PR #5460, opened 2019-11-12
Use URI for server instead of host+port combination

DanVanAtta:
This update changes the triplet "lobby.host", "lobby.port"
and "lobby.https.port" to be a single property "lobby.uri".
This drops configuration to connect to the old lobby and
allows us to define whether we will use HTTPS or HTTP
by configuration rather than hardcoding the protocol. This
is particularly useful as local development will likely continue
to be direct connection to (http) dropwizard while deployed contexts
will be to nginx fronting a dropwizard server over https.

** Configuration Updates and Consolidation of live versions file

'latest_version.properties' and 'lobby_server.yaml' are being combined
into one file. There are a few semantic changes to this configuration
file on top of the combined format:
- engine will treat version numbers as a "min-supported" instead of
  looking for exact version matches.
- error_message concept is replaced with 'inactive' flag. We had an
  error_message field before to allow us to notify users when they
  are connecting to an out-of-date lobby and that they should upgrade.
  The 'inactive' flag will instead trigger client side out-of-date
  messaging.

** Lobby Override URI Test-Setting Update

The engine setting for override URI is refreshed with this change.
The setting used to be a series of text field boxes and is replaced
with a radio button to select between a 'remote lobby' or 'local lobby'.
If the 'local lobby' radio button is selected, then a localhost URI
is auto-filled and used. Otherwise the 'remote lobby' has a free-form
text field for custom override values.

 

## Functional Changes

[] New map or map update
[] New Feature
[] Feature Removal
[x] Code Cleanup or refactor
[] Configuration Change
[] Bug fix:  
[] Other:   

## Testing

[] No manual testing done
[x] Manually tested

- Verified could host from a local lobby.
- The live_servers.yaml file is not live and yields an error in the background, we can do live testing of the updated configuration mechanism post-merge.

## Additional Review Notes
Please check for:
 - clarity of documentation
 - new mechanism of downloading server configs (EG: the new config file makes sense)
 - test case completeness

Also of note:
- `ContentReader` is refactored to use a `ContentDownloader` to allow for direct access to an `InputStream` to read remote http resources. The direct access is particularly useful so that we can swap out the source of the `InputStream` in test contexts.
- We've a number of new tests for the new `live_servers.yml` file, an integration test to read a sample file, and there is a validation test to verify the 'current' `live_servers.yml`.


game-core/src/main/java/org/triplea/live/servers/ServerYamlParser.java
```diff
@@ -0,0 +1,58 @@
...
+      throw new IllegalArgumentException("Invalid yaml format");
+    }
+
+    if (yamlProps == null) {
+      throw new IllegalArgumentException("Invalid yaml file");
+    }
+
+    final String latest =
+        (String)
+            Optional.ofNullable(yamlProps.get("latest"))
```
RoiEXLab: I don't want to get into the formatting argument here, but I think it's cleaner to do the string casting inside `Optional#ofNullable`

game-core/src/test/java/games/strategy/engine/framework/map/download/ContentDownloaderIntegrationTest.java
```diff
@@ -0,0 +1,29 @@
...
+
+@Integration
+class ContentDownloaderIntegrationTest extends AbstractClientSettingTestCase {
+  @Test
+  void downloadFile() throws Exception {
+    try (CloseableDownloader contentDownloader =
+        new ContentDownloader(URI.create(UrlConstants.DOWNLOAD_WEBSITE))) {
+
+      final List<String> content =
+          IOUtils.readLines(contentDownloader.getStream(), StandardCharsets.UTF_8);
```
RoiEXLab: Warning, opinion:
Not really a fan of commons-io, starting with java 8 I believe the standard provides sufficient API, in this example you could use:
```java
try (var bufferedReader = new BufferedReader(new InputStreamReader(contentDownloader.getStream(), StandardCharsets.UTF_8))) {
  final List<String> content = bufferedReader.lines().collect(Collectors.toList())
}
```
If hamcrest has matchers for streams, then of course there's no need for the collection step

Also when operating with files directly, the Files class has some nicer APIs: https://docs.oracle.com/en/java/javase/11/docs/api/java.base/java/nio/file/Files.html

game-core/src/test/java/org/triplea/live/servers/LiveServersFetcherIntegrationTest.java
```diff
@@ -0,0 +1,55 @@
...
+      public InputStream getStream() {
+        return asInputStream(TestDataFileReader.readContents(source));
+      }
+
+      @Override
+      public void close() {
+        // no-op
+      }
+    };
+  }
```
RoiEXLab: I feel like it would be easier to mock this class 🤔

game-core/src/test/java/org/triplea/live/servers/ServerYamlValidityTest.java
```diff
@@ -0,0 +1,98 @@
...
+    assertThat(liveServers.getLatestEngineVersion().isGreaterThan(new Version("0.0")), is(true));
+  }
+
+  @Test
+  void uriValuesDoNotEndInSlash() {
+    liveServers.getServers().stream()
+        .map(ServerProperties::getUri)
+        .filter(Objects::nonNull)
+        .map(URI::toString)
+        .forEach(uriString -> assertThat(uriString, not(StringEndsWith.endsWith("/"))));
```
RoiEXLab: Hmm isn't there an `assertAll` method?
In case there are no servers found, or filtered out completely this test wouldn't actually test anything, so at least testing the stream is not empty would be nice.
The same applies for all the other similar tests in this class

game-core/src/test/java/org/triplea/live/servers/ServerYamlValidityTest.java
```diff
@@ -0,0 +1,98 @@
...
+  }
+
+  @Test
+  void noVersionDuplicates() {
+    final long uniqCount =
+        liveServers.getServers().stream()
+            .map(ServerProperties::getMinEngineVersion)
+            .distinct()
+            .count();
+    assertThat((long) liveServers.getServers().size(), is(uniqCount));
```
RoiEXLab: Ok, didn't expect this cast to long here, but it makes somewhat sense

test-common/build.gradle
```diff
@@ -1,6 +1,7 @@
 description = 'Test utility library, generic test utilities useful for TripleA projects'
 
 dependencies {
+    implementation "commons-io:commons-io:$commonsIoVersion"
```
RoiEXLab: I already mentioned it, I don't think it's worth using this dependency, test-common could just implement helper methods in 2 or 3 lines and we have the same functionality without any additional dependencies

test-common/src/main/java/org/triplea/test/common/StringToInputStream.java
```diff
@@ -0,0 +1,16 @@
...
+import java.nio.charset.StandardCharsets;
+import lombok.experimental.UtilityClass;
+import org.apache.commons.io.IOUtils;
+
+@UtilityClass
+public class StringToInputStream {
+
+  /** Converts a {@code String} to an equivalent {@code InputStream}. */
+  public static InputStream asInputStream(final String inputString) {
+    return IOUtils.toInputStream(Strings.nullToEmpty(inputString), StandardCharsets.UTF_8);
```
RoiEXLab:
```suggestion
    return new ByteArrayInputStream(Strings.nullToEmpty(inputString).getBytes(StandardCharsets.UTF_8));
```

test-common/src/main/java/org/triplea/test/common/TestDataFileReader.java
```diff
@@ -0,0 +1,64 @@
...
+        // project. Check up a directory in case context is sub-project.
+        .or(() -> readFromProjectRoot("../" + filePath))
+        .or(() -> readFromResources(filePath))
+        .orElseThrow(() -> new TestDataFileNotFound(filePath));
+  }
+
+  private Optional<String> readFromProjectRoot(final String filePath) {
+    try {
+      final File f = new File(filePath);
+      final List<String> lines = IOUtils.readLines(new FileInputStream(f), Charsets.UTF_8);
```
RoiEXLab:
```suggestion
      final List<String> lines = Files.readAllLines(Paths.get(filePath), StandardCharsets.UTF_8);
```

test-common/src/main/java/org/triplea/test/common/TestDataFileReader.java
```diff
@@ -0,0 +1,64 @@
...
+    } catch (final IOException e) {
+      return Optional.empty();
+    }
+  }
+
+  @SuppressWarnings("ConstantConditions")
+  private Optional<String> readFromResources(final String filePath) {
+    final ClassLoader classLoader = TestDataFileReader.class.getClassLoader();
+    try (InputStream inputStream = classLoader.getResourceAsStream(filePath)) {
+      return Optional.of(IOUtils.toString(inputStream, StandardCharsets.UTF_8));
```
RoiEXLab:
```suggestion
      return Optional.of(new String(inputStream.readAllBytes(), StandardCharsets.UTF_8));
```

I think that's enough examples for now, I hope I got my point across

game-core/src/main/java/games/strategy/engine/framework/map/download/ContentReader.java
```diff
@@ -85,24 +64,8 @@ void downloadToFile(final String uri, final File file) throws IOException {
     checkNotNull(file);
 
     try (FileOutputStream os = new FileOutputStream(file)) {
-      downloadInternal(
+      downloadAndApplyAction(
           uri, is -> os.getChannel().transferFrom(Channels.newChannel(is), 0L, Long.MAX_VALUE));
```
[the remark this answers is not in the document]
RoiEXLab: Also just noticed this method exists, which simplifies this even further:
```suggestion
          uri, is -> Files.copy(is, file.toPath()));
```

game-core/src/main/java/games/strategy/engine/framework/map/download/ContentDownloader.java
```diff
@@ -0,0 +1,79 @@
...
+public final class ContentDownloader implements CloseableDownloader {
+  private final CloseableHttpClient httpClient;
+
+  @Getter(onMethod_ = @Override)
+  private final InputStream stream;
+
+  private final CloseableHttpResponse response;
+
+  public ContentDownloader(final URI uri) throws IOException {
+    this(HttpClients.custom().disableCookieManagement().build(), uri, HttpProxy::addProxy);
```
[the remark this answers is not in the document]
DanVanAtta: I haven't used Feign for generic HTTP, always for JSON response, but I suppose nothing would stop it.

The `HttpClient` linked would be an upgrade to the code that was modified in this class, having 3 different objects to close and the `getEntity()` to return an `InputStream` all seem a bit unwieldy.

There is a question whether to migrate or not. I would be concerned about 'lava-flow' and code churn. I'm not sure if the ROI is really that great. This HTTP client would benefit, and we have the 'forum-poster' that is now inconsistent. The 'forum-poster' client I've thought would be better off as a feign client. I think for consistency, because of the API it operates with is fundamentally JSON based, I'd vote for now we use Feign for the JSON API's consistently. Otherwise, someone would have to evaluate the pros/cons of migrating away from Feign and hopefully be prepared to make an across-the-board update. I think ROI comes into play though, a Reactive interface is nice, Feign interfaces are nice, IMO we are perhaps in a good-enough place and maybe better to focus on other things and avoid the churn. With all that said, refactoring `ContentDownloader` to use the reactive API or feign would be good IMO.

game-core/src/main/java/games/strategy/engine/framework/map/download/ContentReader.java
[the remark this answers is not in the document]
DanVanAtta: This seems safe, but I'm a bit nervous about committing updates without testing them, also nervous about increasing the test scope of the update. There is something to be said about reducing how many things that can go wrong.

test-common/src/main/java/org/triplea/test/common/TestDataFileReader.java
DanVanAtta: updated: 685cda865

When merging, (as always) let's please be sure to remove/prune the intermediary commit messages.

"Removing 'io.commons' from test-common" would be particularly misleading.

test-common/build.gradle
DanVanAtta: No objection, thanks for the suggestions
Updated: 685cda865c5fd9a4efb1187843dcccf29ab6a59b

game-core/src/main/java/games/strategy/triplea/settings/SelectionComponentFactory.java
```diff
@@ -417,10 +421,97 @@ public void reset() {
...
+    final String localhost = "http://localhost:8080";
+
+    final JTextField uriField = new JTextFieldBuilder().build();
+
+    final JRadioButton remoteServer = new JRadioButton("Remote Server");
+    remoteServer.setSelected(
+        ClientSetting.lobbyUseLocalhostOverride
+            .getValue()
+            .map(useLocalhost -> !useLocalhost)
+            .orElse(true));
```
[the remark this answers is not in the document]
DanVanAtta: Agree it's a bit confusing, too many negations.
Extracting to a variable makes sense. I also kinda cringe whenever we use a `ClientSetting<Boolean>` with the optional getter API, the optional is overkill/complication as the boolean setting value can never be non-null. I changed the setting type to be a `BooleanClientSetting` so we can avoid the Optional API and remove the 'orElse' logic: 724d47ebf

Side-note, the 'orElse' logic for a boolean client setting is technically dead code, ie:
```
value = booleanClientSettings.getValue().orElse(false);
```
Is the effectively the same as:
```
value =  (booleanClientSetting.getValue() == null) ? booleanClientSetting.getValue() : false;
```
Hence, the 'else' block is effectively dead code, so it's a bit overly complicated.

Updated: 724d47ebf

game-core/src/main/java/games/strategy/engine/lobby/client/login/LobbyLogin.java
```diff
@@ -49,7 +52,15 @@ public LobbyLogin(final Window parent, final ServerProperties serverProperties)
    */
   public void promptLogin() {
     if (serverProperties.isInactive()) {
-      showError("Could not connect to server", serverProperties.getServerErrorMessage().get());
+      SwingComponents.showDialogWithLinks(
+          DialogWithLinksParams.builder()
+              .title("Lobby Not Available")
+              .dialogText(
+                  String.format(
+                      "Your version of TripleA is too old, please download the latest: <a>%s</a>",
```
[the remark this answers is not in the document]
DanVanAtta: You're right, the existing is wrong. 
Fixed to have an href: b1659effd

game-core/src/main/java/games/strategy/engine/framework/map/download/DownloadConfiguration.java
```diff
@@ -1,25 +1,21 @@
...
 
   static {
-    final Supplier<CloseableHttpClient> httpClientSupplier =
-        () -> HttpClients.custom().disableCookieManagement().build();
-    contentReader = new ContentReader(httpClientSupplier);
-    downloadLengthReader = new DownloadLengthReader(httpClientSupplier);
+    contentReader = new ContentReader(ContentDownloader::new);
+    downloadLengthReader =
+        new DownloadLengthReader(() -> HttpClients.custom().disableCookieManagement().build());
   }
```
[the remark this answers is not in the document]
DanVanAtta: Reasonably simplification given where this has landed. I was pretty focused on other objective sin the iterations, the stream closures gave a number of troubles. 

Updated: 2cbcfabea

game-core/src/main/java/games/strategy/engine/framework/map/download/ContentReader.java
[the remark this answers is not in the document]
DanVanAtta: Updated: 46e80d077b40799943dbb809d82aadd3b9d23f95

But then did some quick testing, and hit:
```
Testing:
SEVERE: Failed to download: https://github.com/triplea-maps/diplomacy-map_skin1/archive/master.zip
java.nio.file.FileAlreadyExistsException: /tmp/triplea1756697996669965286tmp
	at java.base/sun.nio.fs.UnixException.translateToIOException(UnixException.java:94)
	at java.base/sun.nio.fs.UnixException.rethrowAsIOException(UnixException.java:111)
	at java.base/sun.nio.fs.UnixException.rethrowAsIOException(UnixException.java:116)
	at java.base/sun.nio.fs.UnixFileSystemProvider.newByteChannel(UnixFileSystemProvider.java:215)
	at java.base/java.nio.file.spi.FileSystemProvider.newOutputStream(FileSystemProvider.java:478)
	at java.base/java.nio.file.Files.newOutputStream(Files.java:219)
	at java.base/java.nio.file.Files.copy(Files.java:3066)
	at games.strategy.engine.framework.map.download.ContentReader.lambda$downloadToFile$0(ContentReader.java:65)
	at games.strategy.engine.framework.map.download.ContentReader.downloadAndApplyAction(ContentReader.java:50)
	at games.strategy.engine.framework.map.download.ContentReader.downloadToFile(ContentReader.java:65)
	at games.strategy.engine.framework.map.download.DownloadFile.lambda$newDownloadThread$2(DownloadFile.java:64)
	at java.base/java.lang.Thread.run(Thread.java:834)
```
And reverted (46e80d): 
c1dd7b9bcf7f524ffa1981d4558bb995cd26c90d

game-core/src/main/java/games/strategy/triplea/settings/SelectionComponentFactory.java
```diff
@@ -417,10 +421,97 @@ public void reset() {
...
+      public void reset() {
+        remoteServer.setSelected(!ClientSetting.lobbyUseLocalhostOverride.getValueOrThrow());
+        localhostServer.setSelected(ClientSetting.lobbyUseLocalhostOverride.getValueOrThrow());
+        uriField.setText(ClientSetting.lobbyUriOverride.getValue().map(URI::toString).orElse(""));
+        uriField.setEnabled(!ClientSetting.lobbyUseLocalhostOverride.getValue().orElse(false));
+      }
+    };
   }
 
+  // TODO: UNUSED-CODE remove this method
```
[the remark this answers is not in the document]
DanVanAtta: Yes, something I spotted while working on these updates. Noted the TODO so we'd have a better chance of coming back and fixing it.

game-core/src/main/java/org/triplea/live/servers/CurrentVersionSelector.java
```diff
@@ -0,0 +1,49 @@
...
+
+  @Override
+  public ServerProperties apply(final LiveServers liveServers) {
+    Preconditions.checkNotNull(liveServers);
+    Preconditions.checkArgument(!liveServers.getServers().isEmpty());
+
+    return liveServers.getServers().stream()
+        .filter(this::lessThanOrEqualToCurrentVersion)
+        .max(maxVersion())
+        .orElseThrow(() -> new IllegalArgumentException(noVersionFoundErrorMessage(liveServers)));
```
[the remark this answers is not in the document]
DanVanAtta: Thanks, some gnarly test-code for it, was a bit fun to have a pure algorithm problem for a change.

game-core/src/main/java/org/triplea/live/servers/FetchingCache.java
```diff
@@ -0,0 +1,60 @@
...
+import java.io.IOException;
+import java.io.InputStream;
+import java.net.URI;
+import java.util.Collections;
+import java.util.Optional;
+import java.util.function.Function;
+import lombok.Builder;
+import org.triplea.java.function.ThrowingSupplier;
+
+// TODO: test-client setting override
```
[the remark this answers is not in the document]
DanVanAtta: No, it's not! You should be nervous to see such TODOs and our convention served exactly its purpose here. This TODO was meant to be done before PR, it was helpful for me to come back and make the update, and that was done, but I did not remove the TODO message.

Updated (removed): 69f12e92e

game-core/src/main/java/org/triplea/live/servers/ServerYamlParser.java
DanVanAtta: As a general comment, whenever I find myself prefacing a review statement with something like:
> I don't want to get into the formatting argument here,

I would wonder to myself if the issue is important enough to be worth commenting on. The goal of CR is not to find and perfect every line detail, but to be sure there is reasonable clarity, no errors, design and technical debt are reasonable. One thing I've personally struggled with in reviews is to start at a high level first and then go low-level last.

With that said, I've no real preference one way or another, inside does have some benefits, not a bad clean-up; updated: c03e66b01

game-core/src/main/java/games/strategy/engine/lobby/client/login/LobbyLogin.java
```diff
@@ -57,8 +57,9 @@ public void promptLogin() {
               .title("Lobby Not Available")
               .dialogText(
                   String.format(
-                      "Your version of TripleA is too old, please download the latest: <a>%s</a>",
-                      UrlConstants.DOWNLOAD_WEBSITE))
+                      "Your version of TripleA is too old, please download the latest:"
+                          + "<br><a href=%s>%s</a>",
```
RoiEXLab: This might work, because HTML parser are not known for their strictness, but usually the URL is put in quotes

game-core/src/main/java/games/strategy/engine/framework/map/download/ContentReader.java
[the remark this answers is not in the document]
RoiEXLab: Ah, in this case you need to pass https://docs.oracle.com/en/java/javase/11/docs/api/java.base/java/nio/file/StandardCopyOption.html#REPLACE_EXISTING as third param, didn't knew that either

game-core/src/main/java/org/triplea/live/servers/ServerYamlParser.java
DanVanAtta: To continue debating with myself, and unsolicited advice, @RoiEXLab happy to get the code cleaner, let's be sure to not lose sight of the forest and be sure the high level is right.

game-core/src/main/java/games/strategy/engine/framework/map/download/ContentReader.java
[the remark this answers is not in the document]
DanVanAtta: It's a bit curious we're using the same temp file to begin with, it might have issues with concurrent file downloads. Let's put a pin in this one and update post-merge (for the sake of testing and focus)

game-core/src/test/java/org/triplea/live/servers/ServerYamlValidityTest.java
DanVanAtta: Updated to add a check that we have at least one active server configured: ebc19b26d

game-core/src/test/java/org/triplea/live/servers/ServerYamlValidityTest.java
DanVanAtta: Indeed, same here.

Would be nice to have a `countInt` method, also a bit a weakness of hamcrest that leaving the cast off yields no compilation error, yet the assertion fails due to mismatched type. Might be argument for us to create a numeric matcher that will do a value comparison of long to int.

test-common/src/main/java/org/triplea/test/common/TestDataFileReader.java
DanVanAtta: Thank you for providing the sample code. I did not take wholesale as imports were needed, regardless the snippet made the update easy :+1:

game-core/src/main/java/games/strategy/engine/lobby/client/login/LobbyLogin.java
DanVanAtta: Probably better to not leave it to *might*, agree with the call-out, updated: 1e9afeb45

game-core/src/test/java/org/triplea/live/servers/LiveServersFetcherIntegrationTest.java
DanVanAtta: Added a missing `@Annotation` tag: c1fb6b28b

I was a bit on the fence with using a mock. Integration tests classically should not use them. Though, it did seem like it would be simpler, so I gave it a shot. One interesting thing, there was a failure when running a second test in the suite, it was because the configuration is cached. It turns out the test was wrong, that both sets of tests were verifying the same fetched configuration.

I added some cache clearing code and updated to use a mock: fabea08b7

DanVanAtta:
Thanks for checking this over @RoiEXLab ; I think I've responded to everything/updated all, let me know if I missed anything or if you see anything else on another review pass.

It's very possible as well this PR drops the last dependency on the java lobby code (in smoke test). Post-merge, we'll be able to delete all of that code and then start to simplify the socket network code as it'll always be specific to game-clients connecting to game-hosts :rocket:

game-core/src/main/java/games/strategy/engine/framework/map/download/ContentDownloader.java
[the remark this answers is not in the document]
RoiEXLab: Just tried migrating away from the websocket lib were using, and whilst definitely feasible it's currently not worth my time: The standard lib has a completely different API structure, which would require us to change a lot of the class structure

···

**TASK INSTRUCTIONS**
The answer must be a single number: how many lines of the data include the string "remoteServer".

**RESPONSE TO THIS TASK**
3